** DATA FOR THIS TASK follows **
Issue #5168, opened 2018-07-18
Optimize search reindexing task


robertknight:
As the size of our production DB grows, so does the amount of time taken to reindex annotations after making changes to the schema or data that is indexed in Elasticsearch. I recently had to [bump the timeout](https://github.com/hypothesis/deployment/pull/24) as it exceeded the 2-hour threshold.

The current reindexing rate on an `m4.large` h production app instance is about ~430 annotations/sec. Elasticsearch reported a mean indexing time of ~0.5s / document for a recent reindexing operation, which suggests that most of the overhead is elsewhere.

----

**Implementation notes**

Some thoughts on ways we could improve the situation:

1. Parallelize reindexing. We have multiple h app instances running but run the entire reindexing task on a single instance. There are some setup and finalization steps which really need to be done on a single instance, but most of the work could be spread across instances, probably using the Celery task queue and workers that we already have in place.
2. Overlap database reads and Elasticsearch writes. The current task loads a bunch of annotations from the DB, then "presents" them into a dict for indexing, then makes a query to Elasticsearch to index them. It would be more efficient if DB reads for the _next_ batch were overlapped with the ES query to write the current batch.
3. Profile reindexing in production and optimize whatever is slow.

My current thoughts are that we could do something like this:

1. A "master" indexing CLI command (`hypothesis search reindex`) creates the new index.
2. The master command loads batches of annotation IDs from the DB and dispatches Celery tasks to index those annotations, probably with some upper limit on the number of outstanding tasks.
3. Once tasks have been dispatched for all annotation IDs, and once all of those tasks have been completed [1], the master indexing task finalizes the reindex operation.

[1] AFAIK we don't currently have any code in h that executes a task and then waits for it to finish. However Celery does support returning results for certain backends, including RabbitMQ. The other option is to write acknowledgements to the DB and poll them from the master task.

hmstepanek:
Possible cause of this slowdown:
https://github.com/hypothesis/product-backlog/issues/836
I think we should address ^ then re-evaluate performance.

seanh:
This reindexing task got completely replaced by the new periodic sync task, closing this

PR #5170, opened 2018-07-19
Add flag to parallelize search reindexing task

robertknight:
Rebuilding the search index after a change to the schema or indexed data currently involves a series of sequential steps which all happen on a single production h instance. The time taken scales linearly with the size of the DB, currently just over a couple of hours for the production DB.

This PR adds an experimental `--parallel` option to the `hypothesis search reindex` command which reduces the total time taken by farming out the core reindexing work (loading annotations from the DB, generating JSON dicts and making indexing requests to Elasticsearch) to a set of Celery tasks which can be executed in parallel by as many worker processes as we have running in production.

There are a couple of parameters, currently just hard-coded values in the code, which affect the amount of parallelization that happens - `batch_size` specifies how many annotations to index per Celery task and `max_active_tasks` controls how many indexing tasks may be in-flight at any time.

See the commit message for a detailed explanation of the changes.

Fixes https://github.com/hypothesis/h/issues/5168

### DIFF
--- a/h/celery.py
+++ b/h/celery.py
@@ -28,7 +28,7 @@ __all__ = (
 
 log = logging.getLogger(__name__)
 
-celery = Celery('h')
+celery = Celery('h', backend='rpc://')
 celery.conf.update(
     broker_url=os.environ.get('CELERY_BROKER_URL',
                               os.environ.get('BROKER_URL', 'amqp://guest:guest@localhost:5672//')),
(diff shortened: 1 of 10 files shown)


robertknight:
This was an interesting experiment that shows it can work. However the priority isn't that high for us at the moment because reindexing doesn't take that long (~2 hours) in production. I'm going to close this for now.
** End of DATA FOR THIS TASK **
** DATA FOR THIS TASK follows **
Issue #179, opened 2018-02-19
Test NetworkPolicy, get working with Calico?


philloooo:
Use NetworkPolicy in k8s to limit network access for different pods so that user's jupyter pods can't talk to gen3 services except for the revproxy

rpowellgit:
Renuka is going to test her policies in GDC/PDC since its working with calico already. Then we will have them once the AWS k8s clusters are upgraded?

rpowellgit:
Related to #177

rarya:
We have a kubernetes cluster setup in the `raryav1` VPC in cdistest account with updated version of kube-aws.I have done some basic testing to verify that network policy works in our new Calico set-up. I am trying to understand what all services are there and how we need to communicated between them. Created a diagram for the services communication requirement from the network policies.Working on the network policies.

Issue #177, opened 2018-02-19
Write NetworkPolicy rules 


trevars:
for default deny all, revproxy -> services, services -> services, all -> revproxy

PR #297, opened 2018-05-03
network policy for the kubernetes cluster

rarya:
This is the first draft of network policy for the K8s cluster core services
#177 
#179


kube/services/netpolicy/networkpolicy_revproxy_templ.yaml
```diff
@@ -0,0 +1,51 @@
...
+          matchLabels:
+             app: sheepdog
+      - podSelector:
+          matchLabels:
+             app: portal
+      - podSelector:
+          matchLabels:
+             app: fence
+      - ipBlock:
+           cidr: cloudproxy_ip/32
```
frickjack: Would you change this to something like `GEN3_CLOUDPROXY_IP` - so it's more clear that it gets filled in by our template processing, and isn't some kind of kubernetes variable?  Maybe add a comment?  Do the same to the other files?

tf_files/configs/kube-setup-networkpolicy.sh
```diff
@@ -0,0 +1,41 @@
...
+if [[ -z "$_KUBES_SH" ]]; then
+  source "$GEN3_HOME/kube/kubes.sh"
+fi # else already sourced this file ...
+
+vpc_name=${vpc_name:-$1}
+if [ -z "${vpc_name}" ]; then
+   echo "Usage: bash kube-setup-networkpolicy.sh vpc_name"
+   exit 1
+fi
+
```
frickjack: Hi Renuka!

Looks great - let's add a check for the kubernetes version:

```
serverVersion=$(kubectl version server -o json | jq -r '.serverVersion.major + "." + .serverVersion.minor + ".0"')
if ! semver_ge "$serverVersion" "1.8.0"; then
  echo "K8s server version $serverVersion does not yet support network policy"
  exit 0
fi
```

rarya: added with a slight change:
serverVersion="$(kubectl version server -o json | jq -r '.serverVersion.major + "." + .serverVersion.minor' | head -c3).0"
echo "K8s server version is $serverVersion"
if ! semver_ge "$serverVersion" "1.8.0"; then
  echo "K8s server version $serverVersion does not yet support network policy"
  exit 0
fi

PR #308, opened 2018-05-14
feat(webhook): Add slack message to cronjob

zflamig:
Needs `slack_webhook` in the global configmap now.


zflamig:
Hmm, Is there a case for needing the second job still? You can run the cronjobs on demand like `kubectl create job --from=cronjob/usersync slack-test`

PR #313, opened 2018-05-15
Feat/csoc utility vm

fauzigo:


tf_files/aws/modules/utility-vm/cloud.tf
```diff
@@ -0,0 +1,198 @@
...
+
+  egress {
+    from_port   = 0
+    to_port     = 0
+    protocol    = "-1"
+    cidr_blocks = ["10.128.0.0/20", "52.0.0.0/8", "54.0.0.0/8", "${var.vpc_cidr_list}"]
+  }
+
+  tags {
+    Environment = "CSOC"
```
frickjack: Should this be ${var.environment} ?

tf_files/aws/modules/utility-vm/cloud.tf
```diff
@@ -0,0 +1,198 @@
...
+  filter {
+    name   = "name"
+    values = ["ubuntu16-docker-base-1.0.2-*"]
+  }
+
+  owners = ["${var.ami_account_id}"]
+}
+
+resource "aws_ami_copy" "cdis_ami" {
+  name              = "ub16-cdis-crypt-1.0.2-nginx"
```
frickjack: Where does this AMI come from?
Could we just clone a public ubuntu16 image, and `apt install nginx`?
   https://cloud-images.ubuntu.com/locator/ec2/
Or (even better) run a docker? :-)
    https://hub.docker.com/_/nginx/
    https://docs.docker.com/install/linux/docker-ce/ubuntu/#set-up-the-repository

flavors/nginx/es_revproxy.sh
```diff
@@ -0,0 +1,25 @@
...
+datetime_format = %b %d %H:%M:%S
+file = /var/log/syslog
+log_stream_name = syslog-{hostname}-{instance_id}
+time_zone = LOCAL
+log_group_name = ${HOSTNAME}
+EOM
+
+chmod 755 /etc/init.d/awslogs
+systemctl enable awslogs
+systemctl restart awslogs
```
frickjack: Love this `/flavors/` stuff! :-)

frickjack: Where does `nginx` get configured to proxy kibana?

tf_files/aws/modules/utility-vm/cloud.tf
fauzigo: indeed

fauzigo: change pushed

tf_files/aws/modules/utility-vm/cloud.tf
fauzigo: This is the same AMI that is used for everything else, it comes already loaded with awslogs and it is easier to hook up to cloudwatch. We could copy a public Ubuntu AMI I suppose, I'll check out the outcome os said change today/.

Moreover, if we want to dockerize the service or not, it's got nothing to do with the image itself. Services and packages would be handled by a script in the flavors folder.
** End of DATA FOR THIS TASK **
** DATA FOR THIS TASK follows **
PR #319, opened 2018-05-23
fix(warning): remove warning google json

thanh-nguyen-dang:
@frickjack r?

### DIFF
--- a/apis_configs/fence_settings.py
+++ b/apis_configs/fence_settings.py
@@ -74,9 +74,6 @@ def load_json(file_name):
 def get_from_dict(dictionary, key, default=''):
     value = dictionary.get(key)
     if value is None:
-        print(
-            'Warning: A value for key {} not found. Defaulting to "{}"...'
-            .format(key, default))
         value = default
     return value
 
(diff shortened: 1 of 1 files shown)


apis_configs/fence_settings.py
** End of DATA FOR THIS TASK **
■ **WHAT YOU NEED TO DO**
Give back every line of the listing where the word "core" shows up.

■ **RESPONSE TO THE TASK**
This PR adds an experimental `--parallel` option to the `hypothesis search reindex` command which reduces the total time taken by farming out the core reindexing work (loading annotations from the DB, generating JSON dicts and making indexing requests to Elasticsearch) to a set of Celery tasks which can be executed in parallel by as many worker processes as we have running in production.
This is the first draft of network policy for the K8s cluster core services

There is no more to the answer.